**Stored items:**
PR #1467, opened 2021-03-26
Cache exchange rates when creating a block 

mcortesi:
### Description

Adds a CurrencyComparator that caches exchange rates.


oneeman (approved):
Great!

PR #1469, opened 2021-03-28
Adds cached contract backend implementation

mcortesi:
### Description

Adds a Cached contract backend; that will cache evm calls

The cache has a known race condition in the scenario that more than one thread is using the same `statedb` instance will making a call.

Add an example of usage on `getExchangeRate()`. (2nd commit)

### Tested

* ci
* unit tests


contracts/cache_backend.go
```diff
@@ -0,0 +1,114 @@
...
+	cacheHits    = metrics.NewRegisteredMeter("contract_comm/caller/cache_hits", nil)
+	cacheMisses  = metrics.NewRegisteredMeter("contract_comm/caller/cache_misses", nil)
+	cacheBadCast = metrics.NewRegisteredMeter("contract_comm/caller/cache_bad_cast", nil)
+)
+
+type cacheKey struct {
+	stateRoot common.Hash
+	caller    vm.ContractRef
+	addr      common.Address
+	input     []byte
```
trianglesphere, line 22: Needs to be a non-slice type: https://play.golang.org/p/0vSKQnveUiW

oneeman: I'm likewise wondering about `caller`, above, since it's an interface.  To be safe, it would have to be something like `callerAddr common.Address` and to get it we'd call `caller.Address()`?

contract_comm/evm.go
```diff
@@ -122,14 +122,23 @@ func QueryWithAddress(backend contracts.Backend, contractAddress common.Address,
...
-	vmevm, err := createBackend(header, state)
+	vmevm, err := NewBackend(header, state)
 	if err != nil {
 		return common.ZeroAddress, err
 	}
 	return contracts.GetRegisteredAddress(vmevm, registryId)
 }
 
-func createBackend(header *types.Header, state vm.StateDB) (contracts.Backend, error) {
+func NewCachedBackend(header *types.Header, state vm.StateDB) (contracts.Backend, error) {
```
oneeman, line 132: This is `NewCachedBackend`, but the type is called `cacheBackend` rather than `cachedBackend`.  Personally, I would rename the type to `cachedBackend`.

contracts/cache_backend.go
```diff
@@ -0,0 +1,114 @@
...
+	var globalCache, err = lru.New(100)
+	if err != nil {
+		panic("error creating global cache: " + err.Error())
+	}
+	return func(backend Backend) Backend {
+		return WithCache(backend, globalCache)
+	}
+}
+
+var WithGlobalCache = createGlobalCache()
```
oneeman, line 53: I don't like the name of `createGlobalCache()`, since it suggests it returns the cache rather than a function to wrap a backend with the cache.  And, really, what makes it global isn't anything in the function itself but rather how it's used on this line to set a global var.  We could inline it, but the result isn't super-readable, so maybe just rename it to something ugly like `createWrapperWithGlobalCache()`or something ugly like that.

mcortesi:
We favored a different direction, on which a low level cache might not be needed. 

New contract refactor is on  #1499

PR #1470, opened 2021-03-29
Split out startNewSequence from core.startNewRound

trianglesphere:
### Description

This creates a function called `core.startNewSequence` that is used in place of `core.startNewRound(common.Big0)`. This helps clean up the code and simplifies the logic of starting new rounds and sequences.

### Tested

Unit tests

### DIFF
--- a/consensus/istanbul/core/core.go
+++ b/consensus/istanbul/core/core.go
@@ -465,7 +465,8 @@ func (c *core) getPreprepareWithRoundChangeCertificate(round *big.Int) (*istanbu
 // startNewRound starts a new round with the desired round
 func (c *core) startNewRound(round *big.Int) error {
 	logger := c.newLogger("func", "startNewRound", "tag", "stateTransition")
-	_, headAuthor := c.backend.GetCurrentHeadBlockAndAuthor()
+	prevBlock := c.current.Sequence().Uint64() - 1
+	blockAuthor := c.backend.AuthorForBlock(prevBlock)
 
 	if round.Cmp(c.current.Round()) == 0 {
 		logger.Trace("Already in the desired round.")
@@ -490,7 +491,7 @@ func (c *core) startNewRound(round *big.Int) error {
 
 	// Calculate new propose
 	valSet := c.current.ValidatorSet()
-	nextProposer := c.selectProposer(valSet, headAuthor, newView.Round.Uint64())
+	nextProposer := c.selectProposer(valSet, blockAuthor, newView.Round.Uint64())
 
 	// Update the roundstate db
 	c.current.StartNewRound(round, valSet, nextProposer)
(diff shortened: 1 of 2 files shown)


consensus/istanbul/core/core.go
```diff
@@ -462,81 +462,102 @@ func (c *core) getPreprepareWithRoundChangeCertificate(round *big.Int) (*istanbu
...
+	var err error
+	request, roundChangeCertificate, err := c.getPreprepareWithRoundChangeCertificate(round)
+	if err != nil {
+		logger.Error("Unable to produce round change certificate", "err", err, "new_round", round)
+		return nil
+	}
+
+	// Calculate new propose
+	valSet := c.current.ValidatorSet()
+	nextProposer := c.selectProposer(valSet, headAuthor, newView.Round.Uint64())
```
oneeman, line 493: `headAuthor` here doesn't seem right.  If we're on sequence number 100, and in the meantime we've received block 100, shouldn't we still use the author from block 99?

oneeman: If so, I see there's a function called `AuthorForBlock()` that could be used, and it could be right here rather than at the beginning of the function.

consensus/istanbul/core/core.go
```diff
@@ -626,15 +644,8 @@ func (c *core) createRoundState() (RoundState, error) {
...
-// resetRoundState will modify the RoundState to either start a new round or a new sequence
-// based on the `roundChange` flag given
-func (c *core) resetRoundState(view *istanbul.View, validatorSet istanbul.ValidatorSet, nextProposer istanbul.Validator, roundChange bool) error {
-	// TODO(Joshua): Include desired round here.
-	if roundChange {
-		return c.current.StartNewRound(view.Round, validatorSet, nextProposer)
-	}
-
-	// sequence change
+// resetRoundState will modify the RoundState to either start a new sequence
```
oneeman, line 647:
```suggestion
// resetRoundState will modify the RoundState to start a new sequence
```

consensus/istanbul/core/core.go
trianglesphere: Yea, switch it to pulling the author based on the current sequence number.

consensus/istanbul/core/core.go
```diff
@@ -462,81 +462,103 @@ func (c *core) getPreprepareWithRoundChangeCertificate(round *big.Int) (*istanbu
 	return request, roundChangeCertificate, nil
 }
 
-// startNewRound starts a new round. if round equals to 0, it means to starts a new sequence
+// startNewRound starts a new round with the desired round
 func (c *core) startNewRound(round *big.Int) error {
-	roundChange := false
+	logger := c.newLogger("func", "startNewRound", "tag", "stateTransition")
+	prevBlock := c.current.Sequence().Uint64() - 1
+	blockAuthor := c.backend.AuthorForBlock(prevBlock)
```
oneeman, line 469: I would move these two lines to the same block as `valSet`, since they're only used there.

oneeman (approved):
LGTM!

==

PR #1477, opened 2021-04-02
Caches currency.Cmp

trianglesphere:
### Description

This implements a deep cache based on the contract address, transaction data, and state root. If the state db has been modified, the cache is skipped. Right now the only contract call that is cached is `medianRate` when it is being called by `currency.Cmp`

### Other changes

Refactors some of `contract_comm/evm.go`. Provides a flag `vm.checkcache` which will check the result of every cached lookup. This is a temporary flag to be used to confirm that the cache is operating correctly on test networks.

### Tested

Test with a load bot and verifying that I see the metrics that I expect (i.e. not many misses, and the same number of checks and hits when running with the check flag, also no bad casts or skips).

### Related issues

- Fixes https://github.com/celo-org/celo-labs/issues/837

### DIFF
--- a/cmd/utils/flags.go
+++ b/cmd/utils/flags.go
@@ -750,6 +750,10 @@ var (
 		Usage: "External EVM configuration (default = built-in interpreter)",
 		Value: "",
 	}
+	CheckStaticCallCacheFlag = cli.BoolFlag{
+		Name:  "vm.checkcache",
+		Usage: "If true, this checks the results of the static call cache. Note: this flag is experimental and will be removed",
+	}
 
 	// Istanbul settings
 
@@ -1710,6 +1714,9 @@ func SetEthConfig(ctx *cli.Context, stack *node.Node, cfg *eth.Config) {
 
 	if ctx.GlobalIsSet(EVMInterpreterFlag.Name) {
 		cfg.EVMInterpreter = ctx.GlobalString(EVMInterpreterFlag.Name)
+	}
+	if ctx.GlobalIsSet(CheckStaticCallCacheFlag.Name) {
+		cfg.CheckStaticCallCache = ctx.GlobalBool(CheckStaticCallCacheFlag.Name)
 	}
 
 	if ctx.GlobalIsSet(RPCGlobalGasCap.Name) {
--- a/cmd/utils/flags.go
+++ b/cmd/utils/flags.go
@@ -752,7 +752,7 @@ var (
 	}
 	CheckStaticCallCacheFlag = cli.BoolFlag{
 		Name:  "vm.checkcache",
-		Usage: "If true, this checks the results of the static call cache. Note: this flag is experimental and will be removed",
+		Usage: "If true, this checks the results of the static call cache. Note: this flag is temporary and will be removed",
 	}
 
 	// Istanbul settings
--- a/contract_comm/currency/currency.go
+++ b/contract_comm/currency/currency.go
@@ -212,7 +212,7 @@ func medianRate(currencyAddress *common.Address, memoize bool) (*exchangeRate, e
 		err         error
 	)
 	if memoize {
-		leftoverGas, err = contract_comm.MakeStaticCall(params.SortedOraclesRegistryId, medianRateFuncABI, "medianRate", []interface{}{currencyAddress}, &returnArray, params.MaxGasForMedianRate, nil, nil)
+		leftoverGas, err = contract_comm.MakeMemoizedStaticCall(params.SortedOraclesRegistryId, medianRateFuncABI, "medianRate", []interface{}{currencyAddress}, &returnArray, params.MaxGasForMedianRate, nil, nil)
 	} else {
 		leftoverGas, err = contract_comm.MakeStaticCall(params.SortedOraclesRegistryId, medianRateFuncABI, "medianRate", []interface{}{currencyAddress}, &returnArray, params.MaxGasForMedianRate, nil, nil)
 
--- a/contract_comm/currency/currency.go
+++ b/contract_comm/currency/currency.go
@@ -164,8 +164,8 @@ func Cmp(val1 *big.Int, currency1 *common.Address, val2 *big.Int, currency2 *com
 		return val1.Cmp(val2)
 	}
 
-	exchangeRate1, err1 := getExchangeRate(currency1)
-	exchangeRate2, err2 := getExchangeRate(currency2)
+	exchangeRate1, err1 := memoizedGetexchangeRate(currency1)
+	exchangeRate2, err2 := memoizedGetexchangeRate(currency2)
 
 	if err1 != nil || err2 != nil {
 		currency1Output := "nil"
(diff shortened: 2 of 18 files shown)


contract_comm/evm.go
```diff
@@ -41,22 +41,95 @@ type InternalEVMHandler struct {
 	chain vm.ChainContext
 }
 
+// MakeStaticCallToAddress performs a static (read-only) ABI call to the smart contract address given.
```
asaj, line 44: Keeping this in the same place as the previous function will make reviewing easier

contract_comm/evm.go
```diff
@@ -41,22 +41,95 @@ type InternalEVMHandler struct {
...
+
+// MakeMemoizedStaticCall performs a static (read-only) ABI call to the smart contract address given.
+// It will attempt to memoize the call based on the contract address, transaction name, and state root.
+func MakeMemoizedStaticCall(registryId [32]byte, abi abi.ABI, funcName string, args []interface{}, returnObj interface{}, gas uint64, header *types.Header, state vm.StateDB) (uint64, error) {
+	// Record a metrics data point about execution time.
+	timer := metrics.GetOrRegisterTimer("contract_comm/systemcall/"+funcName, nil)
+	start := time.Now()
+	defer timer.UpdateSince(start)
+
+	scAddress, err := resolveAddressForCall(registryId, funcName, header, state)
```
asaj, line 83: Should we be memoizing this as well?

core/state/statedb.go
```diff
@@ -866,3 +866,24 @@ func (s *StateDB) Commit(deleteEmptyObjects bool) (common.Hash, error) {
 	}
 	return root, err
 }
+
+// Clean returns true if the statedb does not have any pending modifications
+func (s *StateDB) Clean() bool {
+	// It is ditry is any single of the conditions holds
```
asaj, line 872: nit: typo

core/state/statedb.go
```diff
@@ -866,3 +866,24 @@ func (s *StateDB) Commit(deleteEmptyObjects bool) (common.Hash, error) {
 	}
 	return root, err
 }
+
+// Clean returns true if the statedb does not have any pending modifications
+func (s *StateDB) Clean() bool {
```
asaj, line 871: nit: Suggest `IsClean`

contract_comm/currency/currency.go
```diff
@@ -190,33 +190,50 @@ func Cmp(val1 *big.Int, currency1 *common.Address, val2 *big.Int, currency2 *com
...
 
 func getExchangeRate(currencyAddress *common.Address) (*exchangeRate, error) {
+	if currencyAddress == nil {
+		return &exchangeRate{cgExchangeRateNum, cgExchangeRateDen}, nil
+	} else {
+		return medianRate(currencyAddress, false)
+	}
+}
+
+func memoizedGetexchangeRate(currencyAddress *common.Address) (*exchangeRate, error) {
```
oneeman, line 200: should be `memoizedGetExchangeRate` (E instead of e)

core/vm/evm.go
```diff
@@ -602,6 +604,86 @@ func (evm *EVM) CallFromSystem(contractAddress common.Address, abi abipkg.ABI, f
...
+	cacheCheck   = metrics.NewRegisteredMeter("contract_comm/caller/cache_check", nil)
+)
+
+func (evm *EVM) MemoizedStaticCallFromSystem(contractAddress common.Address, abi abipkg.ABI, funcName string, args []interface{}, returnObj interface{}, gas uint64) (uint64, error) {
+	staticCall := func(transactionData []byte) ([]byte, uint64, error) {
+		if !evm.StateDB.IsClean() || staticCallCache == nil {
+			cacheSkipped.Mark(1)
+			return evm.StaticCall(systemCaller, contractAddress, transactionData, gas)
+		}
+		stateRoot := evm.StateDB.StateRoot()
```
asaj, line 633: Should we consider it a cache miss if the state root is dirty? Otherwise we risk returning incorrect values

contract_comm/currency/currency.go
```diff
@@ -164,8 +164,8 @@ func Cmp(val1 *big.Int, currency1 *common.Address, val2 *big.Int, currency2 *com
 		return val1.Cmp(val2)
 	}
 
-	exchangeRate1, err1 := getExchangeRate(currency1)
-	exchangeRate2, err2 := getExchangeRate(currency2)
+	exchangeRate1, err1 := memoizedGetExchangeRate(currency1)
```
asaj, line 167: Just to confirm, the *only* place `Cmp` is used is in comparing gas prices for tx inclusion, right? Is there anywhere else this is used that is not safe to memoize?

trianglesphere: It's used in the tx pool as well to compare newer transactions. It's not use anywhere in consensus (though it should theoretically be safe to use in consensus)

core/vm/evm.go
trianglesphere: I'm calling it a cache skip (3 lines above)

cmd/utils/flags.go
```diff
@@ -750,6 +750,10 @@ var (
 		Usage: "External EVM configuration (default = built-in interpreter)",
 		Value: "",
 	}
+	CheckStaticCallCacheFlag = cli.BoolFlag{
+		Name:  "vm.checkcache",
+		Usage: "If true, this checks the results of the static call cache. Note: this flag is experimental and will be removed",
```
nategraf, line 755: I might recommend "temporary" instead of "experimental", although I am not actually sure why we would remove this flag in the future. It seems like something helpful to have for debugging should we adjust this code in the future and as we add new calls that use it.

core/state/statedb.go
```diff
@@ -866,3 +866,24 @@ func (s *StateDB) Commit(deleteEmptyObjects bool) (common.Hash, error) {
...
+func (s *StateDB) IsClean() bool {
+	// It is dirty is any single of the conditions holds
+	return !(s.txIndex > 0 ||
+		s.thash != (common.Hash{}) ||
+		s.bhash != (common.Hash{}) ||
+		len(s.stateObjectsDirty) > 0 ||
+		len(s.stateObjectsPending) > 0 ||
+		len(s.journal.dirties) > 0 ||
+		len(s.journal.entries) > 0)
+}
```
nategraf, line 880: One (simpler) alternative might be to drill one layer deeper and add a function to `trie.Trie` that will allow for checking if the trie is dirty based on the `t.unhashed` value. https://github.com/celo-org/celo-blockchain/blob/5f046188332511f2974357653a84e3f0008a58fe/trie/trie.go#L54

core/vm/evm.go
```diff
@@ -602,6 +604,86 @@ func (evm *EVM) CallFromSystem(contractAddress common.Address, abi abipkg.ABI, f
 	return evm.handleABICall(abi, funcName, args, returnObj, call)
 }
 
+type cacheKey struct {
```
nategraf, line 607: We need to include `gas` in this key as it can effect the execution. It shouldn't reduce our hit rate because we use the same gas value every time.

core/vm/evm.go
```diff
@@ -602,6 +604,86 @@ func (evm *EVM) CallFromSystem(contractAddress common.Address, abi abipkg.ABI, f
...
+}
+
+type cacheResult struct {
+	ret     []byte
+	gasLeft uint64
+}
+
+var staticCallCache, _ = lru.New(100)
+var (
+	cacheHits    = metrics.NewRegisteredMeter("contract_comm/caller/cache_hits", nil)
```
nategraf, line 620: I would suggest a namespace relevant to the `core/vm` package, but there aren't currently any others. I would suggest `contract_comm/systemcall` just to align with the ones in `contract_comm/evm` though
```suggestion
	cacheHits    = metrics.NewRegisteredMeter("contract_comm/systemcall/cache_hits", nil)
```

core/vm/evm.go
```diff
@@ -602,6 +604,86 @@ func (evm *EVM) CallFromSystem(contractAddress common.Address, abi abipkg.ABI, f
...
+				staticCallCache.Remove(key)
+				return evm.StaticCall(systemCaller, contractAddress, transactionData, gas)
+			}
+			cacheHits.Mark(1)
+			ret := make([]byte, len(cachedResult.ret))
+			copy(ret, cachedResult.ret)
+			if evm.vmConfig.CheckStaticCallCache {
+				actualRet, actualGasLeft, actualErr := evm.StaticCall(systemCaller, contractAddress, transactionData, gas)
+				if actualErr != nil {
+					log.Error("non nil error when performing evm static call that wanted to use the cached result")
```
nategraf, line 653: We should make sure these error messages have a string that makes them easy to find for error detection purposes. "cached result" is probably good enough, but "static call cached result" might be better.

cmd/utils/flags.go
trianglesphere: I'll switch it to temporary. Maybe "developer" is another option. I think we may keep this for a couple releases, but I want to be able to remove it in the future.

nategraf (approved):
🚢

**WORK REQUEST:**
Nothing but a number is expected: the count of lines in the data that include the word "Mark".

**RESULT OF THE EXERCISE:**
2